#### TO DO:
Determine the count of lines in the data below that include the word "create", and give nothing besides it.

-------- DATA TO USE

PR #1107, opened 2019-07-17
AC-862: Removed X-Sparky header on authenticate

PatrickSison:
[AC-862](https://jira.int.messagesystems.com/browse/AC-862)

### What Changed
 - Removed header on `/authenticate`

### How To Test
 - Run multiple requests by navigating pages. Check that `X-Sparky` header is on any request except `/authenticate`

### Notes
Header is already removed API side, but this just makes sure it's gone client side for `/authenticate`. Another alternative is to add the header as an option, and then make it enabled everywhere but `/authenticate` rather than removing it

### To Do
- [ ] Address feedback

### DIFF
--- a/src/helpers/axiosInstances.js
+++ b/src/helpers/axiosInstances.js
@@ -12,6 +12,11 @@ export const sparkpostAxios = axios.create({
 
 sparkpostAxios.interceptors.response.use(null, sparkpostErrorHandler);
 
+export const sparkpostNoHeaders = axios.create({
+  baseURL: apiBase,
+  withCredentials: true
+});
+
 export const sparkpost = sparkpostAxios;
 
 export const zuora = axios.create({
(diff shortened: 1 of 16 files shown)


src/helpers/http.js
```diff
@@ -29,7 +29,8 @@ function sparkpostLogin(username, password, rememberMe, authHeader = authenticat
     method: 'POST',
     url: '/v1/authenticate',
     data,
-    headers: buildHeaders(authHeader)
+    headers: buildHeaders(authHeader),
+    transformRequest: [(data, headers) => { delete headers['X-Sparky']; return data; }]
```
bkemper: I think we need a new axios instance that doesn't use apiRequestHeaders.

src/helpers/axiosInstances.js
```diff
@@ -9,11 +9,17 @@ export const sparkpostAxios = axios.create({
   headers: apiRequestHeaders,
   withCredentials: true
 });
-
 sparkpostAxios.interceptors.response.use(null, sparkpostErrorHandler);
-
 export const sparkpost = sparkpostAxios;
 
+export const sparkpostPublicAxios = axios.create({
```
bkemper: Do we need to export this?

----------------

#### SOLVED PROBLEM:
5